Integrated Rock Magnetic and VNIR–SWIR Hyperspectral Characterization: A Quantitative Classification Tool for VMS Alteration Systems

Volcanogenic massive sulfide (VMS) deposits are among the world’s most important sources of copper (Cu), zinc (Zn), lead (Pb), gold (Au), and silver (Ag), metals that are critical for modern infrastructure and energy technologies. These deposits are characterized by systematic hydrothermal alteration halos that preserve mineralogical and chemical gradients generated by spatial and temporal variations in temperature, redox conditions, and hydrothermal fluid composition. Such alteration zones provide important vectors for mineralization; however, their traditional characterization is commonly qualitative, reliant on subjective geological interpretation, and difficult to collolate at scale across exploration projects. This study investigates the Rävliden deposits of the Paleoproterozoic (1.89 Ga) volcanic–sedimentary sequence of the Skellefte district, Sweden, to evaluate whether integrated rock magnetic and VNIR–SWIR hyperspectral data can be used to objectively characterize hydrothermal alteration in VMS deposits. In this study, rock magnetic measurements are cross-referenced with hyperspectral data and supported by mineral chemistry and sulfur isotope analyses to develop a quantitative and reproducible framework for fingerprinting hydrothermal alteration in both metalliferous and barren VMS systems.

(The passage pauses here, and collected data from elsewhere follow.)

PR #9453, opened 2021-06-08
MAINT: Better Azure reporting, fix codecov

### LINKED ISSUE #9188: MAINT: don't skip CIs when merging to main?
as I write this, the most recent merged PR was #9185 which had all-green CIs.  The commit message for the squashed commit (70709f5069ddb413c2719f4d2b41fd6bfea2349a) does not say "ci skip" or use any other of our skip codes, and yet, all the GitHub CIs are showing as "cancelled" (click the red X at the top of the repo homepage where it shows "most recent commit").  Questions:

1. why?
2. is this what is causing CodeCov badge to show 15% coverage?
3. is it possible to change the skip behavior so that skips can occur in open PRs, but never occur on commits to main?

larsoner:
Codecov reporting is [broken in that PRs show up as our current coverage](https://community.codecov.com/t/pr-commits-showing-up-in-default-main-branch-coverage/2945), which makes our homepage badge say wrong things like we have 32% coverage. This PR will fix this hopefully by switching to the Bash uploader, which hopefully is less buggy.

In the meantime, I'm also going to try to improve our Azure reporting to also have coverage. First commit will hopefully replicate the coverage-as-main problem, then I'll try to fix it with the bash uploader.

Closes #9188

### DIFF
--- a/.circleci/config.yml
+++ b/.circleci/config.yml
@@ -37,8 +37,8 @@ jobs:
             name: Check-skip
             command: |
               export COMMIT_MESSAGE=$(git log --format=oneline -n 1);
-              if [[ "$COMMIT_MESSAGE" == *"[skip circle]"* ]] || [[ "$COMMIT_MESSAGE" == *"[circle skip]"* ]]; then
-                echo "Skip detected, exiting job ${CIRCLE_JOB}."
+              if [[ -v CIRCLE_PULL_REQUEST ]] && ([[ "$COMMIT_MESSAGE" == *"[skip circle]"* ]] || [[ "$COMMIT_MESSAGE" == *"[circle skip]"* ]]); then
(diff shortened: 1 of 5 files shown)


larsoner:
FYI I regenerated the codecov token on the codecov UI, and removed it as a secret from Azure so that hopefully the bad reports at least stop. In theory this PR should make it "just work", too.

larsoner:
Looks like it's working, I'm going to push a commit to make `[skip azp]` and `[skip circle]` be checked only on PRs, not on our `main` builds. I don't see a way to do this with GitHub actions yet, but at least having Azure and Circle run regardless of message I think is a good start

drammock:
> I'm going to push a commit to make `[skip azp]` and `[skip circle]` be checked only on PRs, not on our `main` builds.

In that case this closes #9188

PR #9456, opened 2021-06-09
Remove "Question/Support/Other" issue template

hoechenberger:
These questions should be asked on the forum, as is also clearly indicated in the issue template description – and we have a link to the forum right at the bottom of the template selector. I don't think there's any value in having this option anymore: it only clutters the issue template selector.


agramfort (approved):

agramfort:
thx @hoechenberger

PR #9458, opened 2021-06-09
MRG, ENH: Speed up TimeDelayingRidge.predict()

### LINKED ISSUE #9455: ENH: Speed up TimeDelayingRidge prediction
Have been using `mne.decoding.time_delaying_ridge.TimeDelayingRidge` and noticed that its `fit` function is faster than its `predict` function, because only the former takes advantage of frequency domain computations. Fixing it might be as simple as changing the `np.convolve` to an FFT-based convolution function such as `scipy.signal.fftconvolve`. I have not done this because it is quite possible that there are other places in the `decoding` module that could benefit from the same (basically, any predictor that relies on a series of adjacent lags as features).

rkmaddox:
Addresses #9455 by switching `np.convolve` to `fftconvolve` from `scipy.signal`. Speeds up `predict` function.

Closes #9455

### DIFF
--- a/doc/changes/latest.inc
+++ b/doc/changes/latest.inc
@@ -59,7 +59,7 @@ Enhancements
 
 - Add new function :func:`mne.preprocessing.annotate_break` to automatically detect and mark "break" periods without any marked experimental events in the continuous data (:gh:`9445` by `Richard Höchenberger`_)
 
-- Speed up :func:`mne.decoding.time_delaying_ridge.predict` by switching to FFT-based convolution (:gh:`9458` by `Ross Maddox`_)
+- Speed up :meth:`mne.decoding.TimeDelayingRidge.predict` by switching to FFT-based convolution (:gh:`9458` by `Ross Maddox`_)
 
 Bugs
 ~~~~
--- a/doc/changes/latest.inc
+++ b/doc/changes/latest.inc
@@ -59,6 +59,8 @@ Enhancements
 
 - Add new function :func:`mne.preprocessing.annotate_break` to automatically detect and mark "break" periods without any marked experimental events in the continuous data (:gh:`9445` by `Richard Höchenberger`_)
 
+- Speed up :func:`mne.decoding.TimeDelayingRidge.predict` by switching to FFT-based convolution (:gh:`9458` by `Ross Maddox`_)
+
 Bugs
 ~~~~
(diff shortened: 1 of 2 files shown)


rkmaddox:
Only difference I can see in functionality is that `fftconvolve` always outputs floats, where `np.convolve` of two integer arrays returns integers. I cannot imagine a case where that would matter.

mne/decoding/time_delaying_ridge.py
```diff
@@ -6,6 +6,7 @@
 # License: BSD (3-clause)
 
 import numpy as np
+from scipy.signal import fftconvolve
```
larsoner, line 9: This needs to be nested inside `predict` (we lazy load scipy submodules because they take some time, and we want to keep `import mne` as lightweight as possible)

larsoner:
Can you add an entry to `doc/latest.inc` in the enhancements section mentioning this speedup? Then +1 for merge from me

Any quick timings you can report on real data before/after your changes?

rkmaddox:
Sorry, I don't see a `latest.inc` in the `doc` folder. Am I looking in the wrong place?

larsoner:
sorry doc/changes/latest.inc

rkmaddox:
Not really any real data on speedup to report; will be highly dependent on the nature of the data.

doc/changes/latest.inc
```diff
@@ -59,6 +59,8 @@ Enhancements
 
 - Add new function :func:`mne.preprocessing.annotate_break` to automatically detect and mark "break" periods without any marked experimental events in the continuous data (:gh:`9445` by `Richard Höchenberger`_)
 
+- Speed up :func:`mne.decoding.time_delaying_ridge.predict` by switching to FFT-based convolution (:gh:`9458` by `Ross Maddox`_)
```
larsoner, line 62:
```suggestion
- Speed up :meth:`mne.decoding.TimeDelayingRidge.predict` by switching to FFT-based convolution (:gh:`9458` by `Ross Maddox`_)
```

larsoner:
I think the changelog fix 0de2fb4 was not a fix :)

rkmaddox:
So close. My local branch is broken now because I am git-stupid so hopefully no more changes needed.

larsoner:
Thanks @rkmaddox !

The approach comprises three objectives: (1) defining diagnostic magnetic and hyperspectral signatures of alteration mineral assemblages to construct a reference dataset, which is then validated using Raman spectroscopy; (2) evaluating trace-element variations in magnetite and associated sulfide minerals to assess their influence on magnetic properties across alteration zones; and (3) using sulfur isotope compositions (δ³⁴S) of sulfide minerals across alteration zones and structural domains to constrain fluid sources and reconstruct the hydrothermal fluid evolution of the system. This workflow systematically links observable physical alteration patterns to their underlying mineral-chemical controls and fluid origins, providing a robust and scalable tool for hydrothermal alteration characterization in VMS exploration.